Required action:
Starting at the line with "We have reduced" and going on through the line with "#### description", reproduce each line in the records below exactly and nothing more.

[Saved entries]
PR #84, opened 2019-06-04
Ux 469 <SidePanel />

### LINKED ISSUE #79: RFC <SidePanel />
# New Component
## Prerequisites
**This is just a checklist, please delete this section after**
Please answer the following questions for yourself before suggesting a new component.
- [x] I checked to make sure that this new component has not already been suggested
- [x] Are there any components in our repo that can be reused?
- [x] Please label as, low / medium / high priority

*Please fill in as much detail as possible below*
From #4 issue 

## Overview
This RFC addressed the <SidePanel /> refactoring. 

[Figma](https://www.figma.com/file/dGl8bgX4FF81ixllzAjRFzDO/Sidepanel?node-id=0%3A1)

We have reduced the use cases for the sidepanel in three basic cases and two different location for the SidePanel (left and right).

Extra cases is a SidePanel inside of a SidePanel also could be seen as two sidepanel one next to the other one. 

## Visual representation and Propose API:

Screen Shot 2019-05-15 at 3 18 59 PM

#### description

The most common SidePanel. Takeover the entire screen without letting the user to interact with the body content. Might have or not overlay and the body content might or might not be scrollable

#### API

```js
<SidePanel isOpen={bool} onClose={fn}>
   <SidePanel.Header>[node]</SidePanel.Header>
   <SidePanel.Content>[node]</SidePanel.Content>
   <SidePanel.Footer />
</SidePanel>
```

---

Screen Shot 2019-05-15 at 3 19 13 PM

The second most common option, unlinke the (A) SidePanel option, this one has an top offset which allows it to have a different height and be more integrated with the Interface. This SidePanel let the user interact with the entire UI. 

#### API

```js
<SidePanel isOpen={bool} onClose={fn} offset={number}>
   <SidePanel.Header>[node]</SidePanel.Header>
   <SidePanel.Content>[node]</SidePanel.Content>
   <SidePanel.Footer />
</SidePanel>
```

> The offset will indicate how much space the sidepanel should include from the top. The offset should be passed from the consumer is their responsability. 

---
 
Screen Shot 2019-05-15 at 3 19 18 PM

Exactly as the SidePanel (B) except that includes a second SidePanel letting the consumer to have another area where "Extra" data can be displayed.

#### API

```js
<SidePanel isOpen={bool} onClose={fn} offset={number}>
   <SidePanel.Header>[node]</SidePanel.Header>
   <SidePanel.Content>[node]</SidePanel.Content>
   <SidePanel.Content>[node]</SidePanel.Content>
   <SidePanel.Footer />
</SidePanel>
```

We could inspect the children and detect the number or `SidePanel.Content` and then nested the content depending of the position of the content.

*- or -*

```js
<SidePanel isOpen={bool} onClose={fn} offsetY={number}>
   <SidePanel.Header>[node]</SidePanel.Header>
   <SidePanel.Content>[node]</SidePanel.Content>
   <SidePanel.Footer />
</SidePanel>
<SidePanel isOpen={bool} onClose={fn} offset={number} offsetX={number}>
   <SidePanel.Header>[node]</SidePanel.Header>
   <SidePanel.Content>[node]</SidePanel.Content>
   <SidePanel.Footer />
</SidePanel>
```

We could render two sidepanel one each of the other one and just affect the offset position.

*- or -*

```js
<SidePanel isOpen={bool} onClose={fn} offsetY={number}>
   <SidePanel.Header>[node]</SidePanel.Header>
   <SidePanel.Content>[node]</SidePanel.Content>
   <SidePanel.SubContent>[node]</SidePanel.SubContent>
   <SidePanel.Footer />
</SidePanel>
```

Create a specific subcomponent to deal with the second sidepanel

*Note* I'm `no too` sure about how to deal with this requirement.

---

Screen Shot 2019-05-15 at 3 19 22 PM

SidePanels should be able to render from left or right direction.

*Enum:* `Left` || `Right`

```js
<SidePanel slideIn={Enum} isOpen={bool} onClose={fn}>
   <SidePanel.Header>[node]</SidePanel.Header>
   <SidePanel.Content>[node]</SidePanel.Content>
   <SidePanel.Footer />
</SidePanel>
```

## Questions, wondering, not sure. 

- [ ] This component should be Controlled
- [ ] Should not render content when is close
- [ ] Should be agnostic about the width, the consumer should provide the width which can be defined by tokens cc @krismckinnonacl @mikrotron 
- [ ] Shuld we have a `<Footer />` popover, sidepanel and multiselect ? All of them migth benefit for having the same behaviour. cc @krismckinnonacl @johnpeele @jayde-acl 
- [ ] not sure about the API for the second sidepanel content. 

## A11y considerations and Responsivenes
Let's discuss only about the layout we can have another ISSUE for those specific topics.

nahumzs:
### 🛠 Purpose

close #79 

*The SidePanel is a Controlled Component*

## Props:

```js
const propTypes = {
  /** The content for the SidePanel. */

  /** The width of the open panel. */
  width: PropTypes.oneOfType([PropTypes.string, PropTypes.number]),

  /** Callback triggered when the side panel needs to be close */
  onClose: PropTypes.func,

  /** Callback once the sidepanel has been opened event */
  onAfterOpen: PropTypes.func,

  /** Callback once the sidepanel has been closed event */
  onAfterClose: PropTypes.func,

  /** Control the visibility of the side panel. This prop makes the side panel */
  isOpen: PropTypes.bool.isRequired,

  /** Control the z position of the sidepanel */
  zIndex: PropTypes.number,

  /** Control y offset of the sidepanel */
  offsetY: PropTypes.number,

  /** Modify the look of the SidePanel */
  kind: PropTypes.oneOf(["default", "child"]),

  /** Disable scroll overflow on document.body when SidePanel is open. */
  disableBodyOverflow: PropTypes.bool,
};
```

## Components
The sidepanel has the following component you can use to compose it:
```js
<SidePanel.Header />
<SidePanel.Footer />
<SidePanel.Overlay />
<SidePanel.FocusTrap />
<SidePanel.Trigger />
```

## The architecture

By default, the SidePanel render whatever you pass as children, but will filter 
`{ Header, Footer, Overlay, Trigger  and FocusTrap}` to properly render those components accordingly 
their optimal position, as an example the Trigger will be rendered as inline since is expected that 
99% of the cases will be a *Button*, while the `<List.Overlay />` and the `<SidePanel />` will be rendered under a `React.Portal`. 

Lastly `<ListBox.Header />` and `<ListBox.Footer />` will be at the top and bottom respectively. 

--- 

## The Ex.

```js
<SidePanel isOpen={isOpen} onEscKey={handleEvent}>
  <SidePanel.Trigger onClick={()=> handleEvent}>Open Sidepanel</SidePanel.Trigger>
   <SidePanel.Header onCloseClick={()=> handleEvent}>New SidePanel</SidePanel.Header>
   [...your_content...]
  <SidePanel.Footer isSticky onClickAccept={handleAccept}>
</SidePanel>
```

### With header and Overlay 

```js
<SidePanel isOpen={isOpen} onEscKey={handleEvent}>
  <SidePanel.Header onCloseClick={handleEvent} />
  <SidePanel.Overlay onClick={handleEvent} />
  [...your_content...]
</SidePanel>
```

---

### Sidepanel Groups
```js
import Sidepanel, { SidePanelGroup } from "@paprika/sidepanel"
<SidePanelGroup>
  <SidePanel></SidePanel>
  <SidePanel></SidePanel>
</SidePanelGroup>
```

## Accessibility

- Focus to the first focusable element accordingly to [wai](https://www.w3.org/TR/wai-aria-practices-1.1/#dialog_modal)
> - In all circumstances, focus moves to an element contained in the dialog.
> - Unless a condition where doing otherwise is advisable, focus is initially set on the first focusable element.
- The focus is trap under the side panel until is dismissed, I'm using [focus-trap-react](https://github.com/davidtheclark/focus-trap-react)
- wai `role=modal`
- If there is not Focusable element on the SidePanel focusable-react has been config to target the `<ListBox.Header />`

## Todo
- [x] *<ListBox.Trigger />*
- [x] *<ListBox.Header />*
- [x] ~<ListBox.Content />~ no need it.
- [x] *<ListBox.Footer />* `isSticky`
- [x] *<ListBox.FocusTrap />* let pass properties to `focus-trap-react`
- [x] *`<SidePanelStoryGroup />`* multiple sidepanel support
- [x] Header `kind={}` prop to allowed having different styles on the header
- [x] Testing SidePanel Jest
- [x] Testing SidePanel Cypress
- [ ] ~Imperative API~ `wont do` in this PR
- [x] SidePanel <SidePanel OffsetY={number} />  
- [x] Block the body from being scrollable

## NOTE 

`Fixed couple test annoying warnings after rebasing master.`

Screen Shot 2019-06-10 at 1 03 20 PM
Screen Shot 2019-06-10 at 1 05 09 PM


AndreyChernykh:
@nahumzs 
1. What `<SidePanel.Trigger />` is for? And why it is a child of a side panel? 

2. Not exactly clear in what circumstances `onOpen` and `onClose` are called. 

3. Why does Side panel has `onEscKey` handler? I seems to me, that we can have a special component for that: 

```
state = {
 isOpen: true
}

return (
  <div> 
    <KeyListener key={Key.ESC} onPress={() => state.isOpen = false } />
    <SidePanel isOpen={state.isOpen} />
  </div>
)
```

nahumzs:
@AndreyChernykh 

- `<Trigger />` takes care of the focus automatically when you close the Sidepanel. So you don't have to worry about that. If you don't want to use the trigger (which is possible) the consumer will need to implement focus management manually. 

- `onOpen` and `onClose` are callback called once the animation of the side panel has finished. pretty much when `<div onAnimationEnd={} />` is triggered. 

- The reason for the onEscKey is `a11y`  requirements, modal required to implemented the `esc` button, while I like your idea of KeyListner, I'm not sure how we can "enforce" the consumer to implement the `esc` behaviour if it's not part of the Component. 

^ adding to your suggestion I think maybe for another version we can think about how to handle the `esc` key across several component `Modal, SidePanels, Takeover and Popover` and try to solve the issue where all "dialog" components are dismissed when the `esc key` event is fired, instead of only dismissed the latest one that was opened.

packages/SidePanel/SidePanel.stories.js
```diff
@@ -0,0 +1,102 @@
...
+  const toggle = () => {
+    setIsOpen(state => !state);
+  };
+
+  return (
+    <React.Fragment>
+      hello lets open a sidepanel
+      <SidePanel isOpen={isOpen}>
+        <SidePanel.Trigger onClick={toggle}>{isOpen ? "close" : "open"}</SidePanel.Trigger>
+        <SidePanel.Overlay onClick={toggle} />
```
KirillKayumov: I have some concerns about the `SidePanel.Overlay` component:
1. An overlay is visually displayed not inside a `SidePanel`, but around it. I think it's not so obvious for a consumer to place `SidePanel.Overlay` as a child of `SidePanel` component.
2. If a consumer should render `SidePanel.Overlay` component manually, it automatically becomes "not required". Although looking at Projects module, there is only one `SidePanel` without an overlay (new To-do SidePanel). All the other side panels have it. Also, I believe that almost always a side panel should be closed if a user clicks on an overlay. Now a consumer should specify it twice: `<SidePanel onClose={this.handleClose}>` and `<SidePanel.Overlay onClick={this.handleClose}`. Maybe it's better to display an overlay by default and call `onClose` on overlay click. Then props for overlays can be passed like so:
```js
<SidePanel isOpen={isOpen} showOverlay={false}>...</SidePanel>
<SidePanel isOpen={isOpen} overlayBackground={...}>...</SidePanel>
OR
<SidePanel isOpen={isOpen} overlay={{ show: false }}>...</SidePanel>
<SidePanel isOpen={isOpen} overlay={{ background: "..." }}>...</SidePanel>
```
WDYT?

nahumzs:
@KirillKayumov 

### 1. I just implemented that if you click on the overlay fire the onClose, so no more specifying onClick on the `<SidePanel.Overlay />`. 💯 for the suggestion

### 2. About `Projects module` having more Sidepanel with overlay. 
While this is true, in incoming designs seems that designers are starting to use the sidepanels without overlay, also a lot of other modules like the ones handling data tent to use the one without the overlay. 

### 3. Agree, visually hierarchically the Overlay should be outside, the reason I extracted inside of the <Sidepanel /> is to remove a lot of properties from that level. I think that's is a good idea because let the `<SidePanel />` lean and with just a small amount of properties. And lets us add any number of props to the overlay without worrying about impacting the `<SidePanel />`

ex.
```js
<SidePanel isOpen={true} onClose={() => setState(isOpen: false)}>
    <SidePanel.Overlay />
    [...content]
</SidePanel>
```

alexzherdev:
$0.02:
- Having a separate `onEscKey` prop means accessibility is not baked in, we should avoid that. Even if we make the prop required, I've noticed folks are lazy to look into the console to check for errors.
- Related, I should only specify the close handler once somewhere (probably on the sidepanel itself), which should then be automatically propagated as the escape key handler, the overlay click handler, and the header's close button handler. Looks like you're almost there except the header.
- Speaking of closing, the current `onClose` on the sidepanel is more like an `onAfterClose`. When I see `onClose` I think of it as the callback where I'm supposed to make the (controlled) sidepanel close.
- `<Trigger>` doesn't seem like it's necessary? If it's just for focus handling then it looks like `focus-trap-react` [should be able to handle it](https://github.com/davidtheclark/focus-trap-react/blob/69c14950c427eddbee14550358ec516459cb0ba1/src/focus-trap-react.js#L64-L70)? And then we're not coupled to always having `<Button>` as the trigger.
- `<Content>` is not clear to me. The only thing it adds is padding. If you don't use it, you will get no padding. Are there use cases for both of these?
- Will we support sticky footers like we had in group permissions?
- Kind of conflicted between setting overlay as a prop vs as an element. I'm not sure if we'll ever need props on the overlay? And in our system in general as of now having overlays is more prevalent than not having them

nahumzs:
> Having a separate onEscKey prop means accessibility is not baked in, we should avoid that. Even if we make the prop required, I've noticed folks are lazy to look into the console to check for errors.

ohh I see, so what about if I change `onClose` to be the default handler when anything that can close the side panel is fire? Esc, click on overlay, header close button, etc, will call onClose. 

and then I will rename the current onClose to `onAfterClose`.

> <Trigger> doesn't seem like it's necessary? If it's just for focus handling then it looks like focus-trap-react should be able to handle it? And then we're not coupled to always having <Button> as the trigger.

Not too sure if react-trap returns the focus to the button, if it does it I will remove the Trigger. The Trigger is as well an optional Component, so you can use anything to open the sidePanel since the isOpen is controlled. 

> <Content> is not clear to me. The only thing it adds is padding. If you don't use it, you will get no padding. Are there use cases for both of these?

Just double check and seems none designer remember no having padding on the sidepanel so I guess we can remove this component.

> Will we support sticky footers like we had in group permissions?
Yes, will be supported, haven't started working on this.

> Kind of conflicted between setting overlay as a prop vs as an element. I'm not sure if we'll ever need props on the overlay? And in our system in general as of now having overlays is more prevalent than not having them

I'm ok with both alternatives if people feel like is better to have it on the props I'm ok 😃with it. Let's @mikrotron make the call on it.

packages/SidePanel/src/SidePanel.js
```diff
@@ -0,0 +1,174 @@
...
+  const refSidePanelContent = React.useRef(null);
+  const refHeader = React.useRef(null);
+
+  // Extracts
+  const {
+    "SidePanel.Trigger": TriggerExtracted,
+    "SidePanel.Overlay": OverlayExtracted,
+    "SidePanel.Header": HeaderExtracted,
+    "SidePanel.FocusTrap": FocusTrapExtracted,
+    children,
```
tristanjasper: is this `children` meant to be here? 🤔

nahumzs: yes, will include everything that has been pass as children except the extracted components.

packages/Heading/stories/examples/HeadingLevels.js
```diff
@@ -80,12 +80,6 @@ const HeadingLevelsStory = () => {
       <Heading level={6} isLight>
         Heading Six with isLight
       </Heading>
-      <br />
```
nahumzs: This is adding propTypes validation errors. and no adding any benefit to the stories.

packages/SidePanel/SidePanel.cypress.js
```diff
@@ -0,0 +1,81 @@
...
+    sidePanelChild.should("exist");
+    sidePanelChild.should("be.visible");
+
+    cy.contains(/Toggle Child/i).click();
+
+    cy.getByTestId("sidepanel-child").should("not.exist");
+  });
+
+  let count = 1;
+  it("should call onAfterOpen and onAfterClose", () => {
```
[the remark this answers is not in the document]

Finished exercise:
We have reduced the use cases for the sidepanel in three basic cases and two different location for the SidePanel (left and right).

Extra cases is a SidePanel inside of a SidePanel also could be seen as two sidepanel one next to the other one. 

## Visual representation and Propose API:

Screen Shot 2019-05-15 at 3 18 59 PM

#### description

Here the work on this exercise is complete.